Explain the error term in Euler method Task: I had to find out some estimates for M and L to make sure the proportional accucrazy is not above $10^{-4}$ in the Euler method with the problem below.
I am trying to understand the page 672 on this book here. The book provides the formula 
$$\left|y(x_{n})-y_{n}\right|\leq \left(\frac{M}{2L}\right)\left(e^{L(x_{n}-x_{0})}-1\right)h$$
about the error where you can see the M and L (which looks like some use of Lambert function is needed or rough estimate for the upper bound, look at the $L$ term).

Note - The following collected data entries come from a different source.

Issue #152, opened 2020-08-03
Add SE_2(3) extended pose Lie group manifold to manif


prashanthr05:
First of all, thank you for this great repository! 

I would like to make a feature request for adding an additional Lie group $SE_2(3)$ (extended pose or double direct spatial isometry as introduced in [The invariant extended Kalman filter as a stable observer, appendix A2 ](https://arxiv.org/pdf/1410.1465.pdf). 
This can be useful in some applications using inertial measurement units. Please see, [Associating Uncertainty to Extended Poses for on Lie Group IMU Preintegration with Rotating Earth](https://arxiv.org/abs/2007.14097), where the orientation, position and linear velocity (with the frame located in the origin of the body and the orientation same as the inertial frame) can be packed into a single Lie group.

Similarly. a possible extension could be towards a generic $SE_{N+2}(3)$ Lie group which can be useful for SLAM based applications. Please see [Contact-Aided Invariant Extended Kalman Filtering for Legged Robot State Estimation](https://arxiv.org/pdf/1805.10410.pdf).

@artivis Do you think it would be meaningful to have these Lie groups added to the repository? 

I've made an initial implementation for $SE_2(3)$ in my fork with https://github.com/prashanthr05/manif/commit/7169899e337ef0917377c83fd8e4d965704685fd and https://github.com/prashanthr05/manif/commit/c96f1f4465d10b30150e3f7fa3010f7a86dd2b41

However, there is a missing implementation for the action of this Lie group on a vector, `act()` method. It was not clear to me about how this operation might work. 

Let me know what you think about this. If you agree, I can maybe open a PR. Thank you!

artivis:
Hi @prashanthr05,

It would definitely be interesting to have `SE_2(3)` in `manif`! I've had my eyes on it for a time as a matter of fact. But I'm busy with a couple (upcoming) redesigns (starting with #150). However since you already implemented it, feel free to open a PR as it is, I will take care of 'porting' it to the new design once that's ready.

I'm not sure either about the `act` implementation, maybe @joansola has an idea? In case it does not make sense to implement it, we can put there a failing `static_assert` or such and handle it in the test suite.

While totally optional, it would be great to see a toy example making use of `SE_2(3)` accompanying the PR in the `examples` folder. That helps greatly in terms of documentation. Similarly don't hesitate to reference papers (and equations numbers) in the actual code documentation when possible.

To summarize, please do open a PR :+1:.

prashanthr05:
[...]

PR #147, opened 2020-07-25
Review copy construstor/assignment

artivis:
- Fix compilation warning in `lt::optional`
- Review all of the constructors and copy/move assignment (fixing a lot of warnings)
- Cleanup Eigen includes
- Add g++8/9 to CI

g++8/9 were issuing a lot of warnings concerning copy constructors and assignment due to implicit default being hidden in derived classes and such. This PR fixes that and (hopefully) brings some order in this matter. Some of the boilerplate code related to constructor/assignment is factored away in macros. 

Replaces #140 and #141 and #173. 

Closes #139
Closes #162
Closes #170
Closes #172

PR #154, opened 2020-08-03
Add SE_2(3) Lie group

prashanthr05:
This PR adds,
- $SE_2(3)$ Lie group (For more details, see #152)
- A $SE_2(3)$ localization with linear velocity estimation example, which is simply an extension of the $SE(3)$ localization example. 

P.S. I apologize for making it a single, huge PR.

The results obtained from a 10 step simulation of the $SE_2(3)$ localization example is shown below,
``` sh
X STATE     :    X      Y      Z    TH_x   TH_y   TH_z     V_x   V_y    V_z
---------------------------------------------------------------------------
X initial   : +0.000 +0.000 +0.000 +0.000 +0.000 +0.000 +0.000 +0.000 +0.000
---------------------------------------------------------------------------
X simulated : +0.100 +0.000 +0.000 +0.000 +0.000 +0.050 +0.010 -0.000 +0.000
X estimated : +0.104 +0.009 -0.001 +0.005 -0.000 +0.046 +0.007 +0.005 -0.004
X unfilterd : +0.168 -0.021 +0.057 +0.060 +0.082 -0.010 +0.007 +0.005 -0.004
---------------------------------------------------------------------------
X simulated : +0.200 -0.000 +0.000 +0.000 +0.000 +0.100 +0.020 -0.000 +0.000
X estimated : +0.204 +0.007 -0.008 -0.001 -0.001 +0.096 +0.017 +0.012 -0.002
X unfilterd : +0.193 -0.041 -0.012 -0.018 +0.183 -0.011 +0.017 +0.012 -0.002
---------------------------------------------------------------------------
X simulated : +0.300 -0.000 +0.000 +0.000 +0.000 +0.150 +0.030 -0.000 +0.000
X estimated : +0.304 -0.002 +0.004 +0.000 -0.000 +0.149 +0.035 +0.010 -0.011
X unfilterd : +0.206 +0.041 -0.016 -0.094 +0.122 +0.080 +0.035 +0.008 -0.012
---------------------------------------------------------------------------
X simulated : +0.400 -0.000 +0.000 +0.000 +0.000 +0.200 +0.040 -0.000 +0.000
X estimated : +0.396 +0.002 -0.011 -0.001 -0.003 +0.200 +0.048 +0.007 -0.007
X unfilterd : +0.296 +0.124 +0.055 -0.042 +0.085 +0.177 +0.048 +0.004 -0.010
---------------------------------------------------------------------------
X simulated : +0.500 -0.000 +0.000 +0.000 +0.000 +0.250 +0.050 -0.000 +0.000
X estimated : +0.500 +0.005 +0.007 -0.001 +0.005 +0.248 +0.067 +0.016 -0.014
X unfilterd : +0.371 +0.198 +0.082 +0.040 +0.089 +0.166 +0.066 +0.014 -0.018
---------------------------------------------------------------------------
X simulated : +0.600 -0.000 +0.000 +0.000 +0.000 +0.300 +0.060 -0.000 +0.000
X estimated : +0.602 +0.001 +0.005 +0.001 +0.001 +0.301 +0.081 +0.013 -0.009
X unfilterd : +0.408 +0.102 +0.092 +0.090 +0.187 +0.303 +0.082 +0.008 -0.011
---------------------------------------------------------------------------
X simulated : +0.700 -0.000 +0.000 +0.000 +0.000 +0.350 +0.070 -0.000 +0.000
X estimated : +0.707 -0.000 -0.008 -0.001 -0.005 +0.351 +0.093 +0.019 -0.017
X unfilterd : +0.463 +0.026 +0.149 +0.146 +0.219 +0.443 +0.094 +0.009 -0.019
---------------------------------------------------------------------------
X simulated : +0.800 -0.000 +0.000 +0.000 +0.000 +0.400 +0.080 -0.000 +0.000
X estimated : +0.801 -0.018 -0.000 -0.002 +0.001 +0.405 +0.107 +0.012 -0.024
X unfilterd : +0.697 -0.058 +0.169 +0.098 +0.093 +0.577 +0.106 +0.000 -0.032
---------------------------------------------------------------------------
X simulated : +0.900 -0.000 +0.000 +0.000 +0.000 +0.450 +0.090 -0.000 +0.000
X estimated : +0.901 -0.005 -0.004 -0.001 -0.003 +0.450 +0.123 +0.020 -0.015
X unfilterd : +0.825 -0.029 +0.096 +0.134 +0.167 +0.713 +0.123 +0.004 -0.020
---------------------------------------------------------------------------
X simulated : +1.000 -0.000 +0.000 +0.000 +0.000 +0.500 +0.100 -0.000 +0.000
X estimated : +0.999 -0.002 -0.001 +0.001 -0.000 +0.501 +0.132 +0.028 -0.019
X unfilterd : +0.903 -0.082 -0.021 +0.187 +0.118 +0.786 +0.129 +0.011 -0.028
---------------------------------------------------------------------------

```

### DIFF
--- a/examples/se_2_3_localization.cpp
+++ b/examples/se_2_3_localization.cpp
@@ -153,7 +153,7 @@ int main()
     // acceleration due to gravity in world frame
     Vector3d g;
     g << 0, 0, -9.80665;
-    double dt{0.1};
+    const double dt = 0.1;
 
     // IMU measurements in IMU frame
     Vector3d alpha, omega, alpha_prev, omega_prev;
--- a/examples/se_2_3_localization.cpp
+++ b/examples/se_2_3_localization.cpp
@@ -232,11 +232,11 @@ int main()
 
     // IMU measurements in IMU frame
     Vector3d alpha, alpha_const, omega, alpha_prev, omega_prev;
-    alpha_const << 0.001, 0.02, 0.05; // constant acceleration in IMU frame without gravity compensation
-    omega << 0.02, 0.01, 0; // constant angular velocity about x- and y-direction in IMU frame
+    alpha_const << 0.1, 0.01, 0.1; // constant acceleration in IMU frame without gravity compensation
+    omega << 0.01, 0.1, 0; // constant angular velocity about x- and y-direction in IMU frame
 
     // Previous IMU measurements in IMU frame initialized to values expected when stationary
-    alpha_prev = alpha =  - (X_simulation.rotation()).transpose()*g;
+    alpha_prev = alpha = alpha_const - (X_simulation.rotation()).transpose()*g;
     omega_prev << 0, 0, 0;
 
     // Define a control vector and its noise and covariance
@@ -309,6 +309,7 @@ int main()
 
 
 
+
     // START TEMPORAL LOOP
     //
     //
@@ -323,9 +324,6 @@ int main()
         auto v_k = X_simulation.linearVelocity();
         auto acc_k = alpha_prev + R_k.transpose()*g;
 
-        /// update expected IMU measurements
-        alpha = alpha_const - R_k.transpose()*g;
-
         /// input vector
         u_nom << (dt*(R_k.transpose())*v_k + 0.5*dt*dt*acc_k),  dt*omega_prev, dt*acc_k;
 
@@ -338,6 +336,8 @@ int main()
 
         /// first we move - - - - - - - - - - - - - - - - - - - - - - - - - - - -
         X_simulation = X_simulation + u_simu;               // overloaded X.rplus(u) = X * exp(u)
+        /// update expected IMU measurements
+        alpha = alpha_const - X_simulation.rotation().transpose()*g; // update expected IMU measurement after moving
 
         /// then we measure all landmarks - - - - - - - - - - - - - - - - - - - -
         for (int i = 0; i < landmarks.size(); i++)
@@ -434,7 +434,9 @@ int main()
         cout << "---------------------------------------------------------------------------" << endl;
         // END DEBUG
 
+
     }
+
 
     //
     //
--- a/examples/se_2_3_localization.cpp
+++ b/examples/se_2_3_localization.cpp
@@ -8,6 +8,9 @@
  *  This file is:
  *  (c) 2020 Prashanth Ramadoss @ DIC-IIT, Genova, Italy
  *
+ *  adapted from the file se3_localization.cpp:
+ *  (c) 2018 Joan Sola @ IRI-CSIC, Barcelona, Catalonia
+ *
  *  This file is part of `manif`, a C++ template-only library
  *  for Lie theory targeted at estimation for robotics.
  *  Manif is:
@@ -24,16 +27,16 @@
  *  We consider a robot in 3D space surrounded by a small
  *  number of punctual landmarks or _beacons_.
  *  The robot is assumed to be mounted with an IMU whose
- *  measurements are fed as exogeneous inputs to the system,
- *  and is able to measure the location
+ *  measurements are fed as exogeneous inputs to the system.
+ *  The robot is able to measure the location
  *  of the beacons w.r.t its own reference frame.
  *  We assume in this example that the IMU frame coincides with the robot frame.
  *
  *  The robot extended pose X is in SE_2(3) and the beacon positions b_k in R^3,
  *
- *      X = |  R   t  v|              // position, orientation and linear velocity
- *          |  0   1  0|
- *          |  0   0  1|
+ *      X = |    R   p  v|              // position, orientation and linear velocity
+ *          |0 0 0   1  0|
+ *          |0 0 0   0  1|
  *
  *      b_k = (bx_k, by_k, bz_k)    // lmk coordinates in world frame
  *
@@ -46,26 +49,73 @@
  * Note that the linear velocity v is expressed in a frame whose origin coincides with
  * the robot frame but has a orientation which is same as the world frame
  *
- *  The discrete-time system propagation can be written as,
- *   p_{k+1} = p_{k} + R_{k} (R_{k}.T v_{k} dt + 0.5*dt*dt*acc_{k})
- *   R_{k+1} = R_{k} Exp_SO3(omega_{k} dt + w_omega)
- *   v_{k+1} = v_{k} + R_{k} (acc_{k} dt + w_acc)
+ * Consider robot coordinate frame B and world coordinate frame A.
+ * - p is the position of the origin of the robot frame B with respect to the world frame A
+ * - R is the orientation of the robot frame B with respect to the world frame A
+ * - v is the velocity of the robot frame with respect to the world frame,
+ *            expressed in a frame whose origin coincides with the robot frame, oriented similar to the world frame
+ *            (it is equivalent to p_dot in continuous time. This is usually called mixed-frame representation
+ *            and is denoted as (B[A] v_AB), where B[A] is the mixed frame as described above.
+ *            For reference, please see "Multibody Dynamics Notation" by Silvio Traversaro and Alessandro Saccon.
+ *            Link: https://research.tue.nl/en/publications/multibody-dynamics-notation-version-2)
+ * - a is the frame acceleration in mixed-representation (equivalent to p_doubledot in continuous time).
+ * - omega_b as the angular velocity of the robot expressed in the robot frame
  *
- * Note that these equations are modified to obey the group composition rules.
+ * The kinematic equations (1) can be written as,
+ * p <-- p + v dt + 0.5 a dt^2
+ * R <-- R Exp_SO3(omega_b)
+ * v <-- v + a dt
  *
- * where,
- *        - R_{k}.T is the transpose of R_{k}
- *        - acc_{k} = alpha_{k} + R_{k}.T g
- *        - w_omega is the additive white noise affecting the gyroscope measurements
- *        - w_acc is the additive white noise affecting the linear accelerometer measurements
+ * We would like to express these equations in the form,
+ * X <-- X* Exp(u)
+ * where, X \in SE_2(3), u \in R^9 and u_hat \in se_2(3)
+ * Note that here input vector u is expressed in the local frame (robot frame).
  *
- *    Q = diagonal(0_{3x1}, 0_{3x1}, 0_{3x1}, sigma_omegax^2, sigma_omegay^2, sigma_omegaz^2, sigma_accx^2, sigma_accy^2, sigma_accz^2).
+ * The exponential mapping of SE_2(3) is defined as,
+ * for u = [u_p, u_w, u_v]
+ * Exp(u) = | Exp_SO3(u_w)   JlSO3(u_w) u_p   JlSO3(u_w) u_v |
+ *          | 0    0    0                 1                0 |
+ *          | 0    0    0                 0                1 |
+ * where, JlSO3 is the left Jacobian of the SO(3) group.
  *
- *  The exogenous input u becomes,
- *   u = (R_{k}.T v dt + 0.5*dt*dt*acc_{k}, omega_{k} dt, acc_{k} dt)
+ * Please see the Appendix C of the paper "A micro Lie theory for state estimation in robotics",
+ * for the definition of the left Jacobian of SO(3).
+ * Please see the Appendix D of the paper, for the definition of Exp map for SE(3).
+ * The Exp map of SE_2(3) is a simple extension from the Exp map of SE(3).
+ * Also, please refer to Example 7 of the paper to understand when and how the left Jacobian of SO(3)
+ * appears in the definitions of Exp maps. The Example 7 illustrates the scenario for SE(3).
+ * We use a direct extension here for SE_2(3).
+ * One can arrive to such a definition by following the convergent Taylor's series expansion
+ * for the matrix exponential of the Lie algebra element (Equation 16 of the paper).
  *
- * Note that all the elements of the input vector u belong in the IMU frame/robot frame.
+ * As a result of X <-- X * Exp(u), we get (2)
+ * p <-- p + R JlSO3(u_w) u_p
+ * R <-- R Exp_SO3(u_w)
+ * v <-- v + R JlSO3(u_w) u_v
  *
+ * We would like to draw a relationship between the sets of equations (1) and (2).
+ * Additionally, we would also like to make use of the IMU measurements as exogeneous inputs.
+ * Considering R.T as the transpose of R, the IMU measurements are modeled as,
+ *    - linear accelerometer measurements alpha = R.T (a - g) + w_acc
+ *    - gyroscope measurements omega = omega_b + w_omega
+ * Note that the IMU measurements are expressed in the IMU frame (coincides with the robot frame - assumption).
+ * The IMU measurements are corrupted by noise,
+ *    - w_omega is the additive white noise affecting the gyroscope measurements
+ *    - w_acc is the additive white noise affecting the linear accelerometer measurements
+ *
+ * Taking into account all of the above considerations, the exogenous input vector u (3) becomes,
+ *   u = (u_p, u_w, u_v) where,
+ *   u_w = omega dt
+ *   Jinv = inv(JlSO3(u_w)) is the left Jacobian inverse of SO(3) Lie group
+ *   u_p = Jinv * (R.T v dt + 0.5 dt^2 (alpha + R.T g))
+ *   u_v = Jinv * ((alpha + R.T g) dt)
+ *
+ * To cross verify the equations, substituting (3) in (2) will give us (1).
+ * This choice of input vector allows us to directly use measurements from the IMU
+ * for an unified motion integration involving position, orientation and linear velocity of the robot.
+ *
+ * The system propagation noise covariance amtrix becomes,
+ *    U = diagonal(0, 0, 0, sigma_omegax^2, sigma_omegay^2, sigma_omegaz^2, sigma_accx^2, sigma_accy^2, sigma_accz^2).
  *
  *  At the arrival of a exogeneous input u, the robot pose is updated
  *  with X <-- X * Exp(u) = X + u.
@@ -86,15 +136,15 @@
  *  All these variables are summarized again as follows
  *
  *    X   : robot's extended pose, SE_2(3)
- *    u   : robot control input, (R_{k}.T v dt + 0.5*dt*dt*acc_{k}, omega_{k} dt, acc_{k} dt)
- *    Q   : control perturbation covariance
+ *    u   : robot control input, (Jinv * (R.T v dt + 0.5 dt^2 (alpha + R.T g)), omega dt, Jinv * ((alpha + R.T g) dt))
+ *    U   : control perturbation covariance
  *    b_k : k-th landmark position, R^3
  *    y   : Cartesian landmark measurement in robot frame, R^3
  *    R   : covariance of the measurement noise
  *
  *  The motion and measurement models are
  *
- *    X_(t+1) = f(X_t, u) = X_t * Exp ( w )     // motion equation
+ *    X_(t+1) = f(X_t, u) = X_t * Exp ( u )     // motion equation
  *    [y_k; 1; 0]     = h(X, b_k) = X^-1 * [b_k; 1; 0]          // measurement equation
  *
  *  The algorithm below comprises first a simulator to
@@ -107,6 +157,13 @@
  *  Printing simulated state and estimated state together
  *  with an unfiltered state (i.e. without Kalman corrections)
  *  allows for evaluating the quality of the estimates.
+ *
+ * A side note: Besides the approach described here in this illustration example,
+ * there are other interesting works like the paper,
+ * The Invariant Extended Kalman filter as a stable observer (https://arxiv.org/pdf/1410.1465.pdf)
+ * which assume a specific structure for the system propagation dynamics "f(X_t, u)" (group affine dynamics)
+ * that simplifies the covariance propagation and enables error dynamics with stronger convergence properties.
+ *
  */
 
 #include "manif/SE_2_3.h"
@@ -157,8 +214,9 @@ int main()
 
     // IMU measurements in IMU frame
     Vector3d alpha, omega, alpha_prev, omega_prev;
-    alpha << 10.0, 0.0, 9.80665;
-    omega << 1, 0.1, 0;
+    alpha << 10.0, 0.0, 9.80665; // constant acceleration along x-direction
+    omega << 1, 0.1, 0; // constant angular velocity about x- and y-direction
+    // Previous IMU measurements in IMU frame initialized to values expected when stationary
     alpha_prev << 0.0, 0.0, 9.80665;
     omega_prev << 0, 0, 0;
 
@@ -234,13 +292,15 @@ int main()
     {
         //// I. Simulation ###############################################################################
 
-        /// get current state
+        /// get current state and measurements from previous step
         auto R_k = X_simulation.rotation();
         auto v_k = X_simulation.linearVelocity();
         auto acc_k = alpha_prev + R_k.transpose()*g;
+        manif::SO3Tangentd Rtan = dt*omega_prev;
+        auto Jinv = Rtan.ljacinv();
 
         /// state dependent velocity vector
-        u_nom << (dt*(R.transpose())*v_k + 0.5*dt*dt*acc_k),  dt*omega_prev, dt*acc_k;
+        u_nom << Jinv*(dt*(R.transpose())*v_k + 0.5*dt*dt*acc_k),  dt*omega_prev, Jinv*dt*acc_k;
 
         /// simulate noise
         u_noise = u_sigmas * Array9d::Random();             // control noise
@@ -263,7 +323,7 @@ int main()
 
             y = X_simulation.inverse().act(b);              // landmark measurement, before adding noise
             y = y + y_noise;                                // landmark measurement, noisy
-            measurements[i] << y, 1, 0;                            // store for the estimator just below
+            measurements[i] << y, 1, 0;                     // store for the estimator just below
         }
 
 
--- a/examples/se_2_3_localization.cpp
+++ b/examples/se_2_3_localization.cpp
@@ -137,7 +137,7 @@
  *
  *  We consider the beacons b_k situated at known positions.
  *  We define the extended pose to estimate as X in SE_2(3).
- *  The estimation error (innovation) dx and its covariance P are expressed
+ *  The estimation error dx and its covariance P are expressed
  *  in the tangent space at X.
  *
  *  All these variables are summarized again as follows
--- a/examples/se_2_3_localization.cpp
+++ b/examples/se_2_3_localization.cpp
@@ -35,8 +35,8 @@
  *  The robot extended pose X is in SE_2(3) and the beacon positions b_k in R^3,
  *
  *      X = |    R   p  v|              // position, orientation and linear velocity
- *          |0 0 0   1  0|
- *          |0 0 0   0  1|
+ *          |        1   |
+ *          |           1|
  *
  *      b_k = (bx_k, by_k, bz_k)    // lmk coordinates in world frame
  *
@@ -67,7 +67,7 @@
  * v <-- v + a dt
  *
  * We would like to express these equations in the form,
- * X <-- X* Exp(u)
+ * X <-- X * Exp(u)
  * where, X \in SE_2(3), u \in R^9 and u_hat \in se_2(3)
  * Note that here input vector u is expressed in the local frame (robot frame).
  *
@@ -102,6 +102,7 @@
  * The IMU measurements are corrupted by noise,
  *    - w_omega is the additive white noise affecting the gyroscope measurements
  *    - w_acc is the additive white noise affecting the linear accelerometer measurements
+ * It must be noted that we do not consider IMU biases in the IMU measurement model in this example.
  *
  * Taking into account all of the above considerations, the exogenous input vector u (3) becomes,
  *   u = (u_p, u_w, u_v) where,
@@ -114,7 +115,7 @@
  * This choice of input vector allows us to directly use measurements from the IMU
  * for an unified motion integration involving position, orientation and linear velocity of the robot.
  *
- * The system propagation noise covariance amtrix becomes,
+ * The system propagation noise covariance matrix becomes,
  *    U = diagonal(0, 0, 0, sigma_omegax^2, sigma_omegay^2, sigma_omegaz^2, sigma_accx^2, sigma_accy^2, sigma_accz^2).
  *
  *  At the arrival of a exogeneous input u, the robot pose is updated
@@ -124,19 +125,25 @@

There is also an example where it finds some upper bounds and claims some rough estimate. More precisely, I am trying to apply the method of deducing the error term on pages 673-674 for the problem 2 on page 676.
M
I cannot yet understand why the second derivative is used as an estimate for the $M$. On page 673, it just claims that assume that $|y''(x)|\leq M$ but cannot find any premise for it, the 2 in the above. This point about M on pages 673-674 is something black magic to me. Please, explain.
L
The L is apparently just length of the interval.
 A: 
Definitions
L
$L$ is not the length of the interval, but a Lipschitz constant: some
  number such that  $$|f(x,y_1) - f(x,y_2)| \le L|y_1 - y_2|$$ 
  satisfied for all $y_1,y_2,x$ (in some interval of interest).
M
Similarly, $M$ is any number such that the assumption $|y''(x)| \le M$
  is satisfied. The error analysis is also explained in this article
  here (reference taken from the Wikipedia article on the Euler
  method).

Example
Suppose the equation $y' = -\frac12 y$ with initial condition $y(0) = 1$ with the Euler method on the interval $x \in [0,1]$. We actually know the exact solution in this case, $y(x) = \exp(\frac12x)$.
Finding L
We note that $f(x,y) = \frac12 y$ in the example, so the equation
$$|f(x,y_1) - f(x,y_2)| \le L|y_1 - y_2|$$ 
becomes 
$$|\frac12 y_1 - \frac12 y_2| \le L |y_1 - y_2|.$$
This equation is satisfied for $L = \frac12$, so this is the value of $L$ we will take (we can also have taken a bigger value for $L$, like $L=1$, in which case we'll get a result which is also valid but not as sharp).
Finding M
We need it to satisfy $|y''(x)| \le M$. Since we know the exact solution, $y(x) = \exp(\frac12x)$, we know that $y''(x) = \frac14\exp(\frac12x)$ and so $|y''(x)| \le \frac14$ on the interval $x \in [0,1]$. However, for most equations we do not know the exact solution, so let us pretend we do not. Then what we can do is the following: differentiate the differential equation $y'(x) = \frac12 y$ to get $y''(x) = \frac12 y'$, and then substitute the differential equation in it to get 
$$y''(x) = \frac12 \cdot \frac12 y = \frac14y.$$ 
We do know that the numerical solution given by the Euler method is a decreasing sequence for this example, so $y\le1$ and thus $|y''(x)| \le \frac14$ (as we found before).
Conclusion
So, we can take $L = \frac12$ and $M = \frac14$ in the error bound.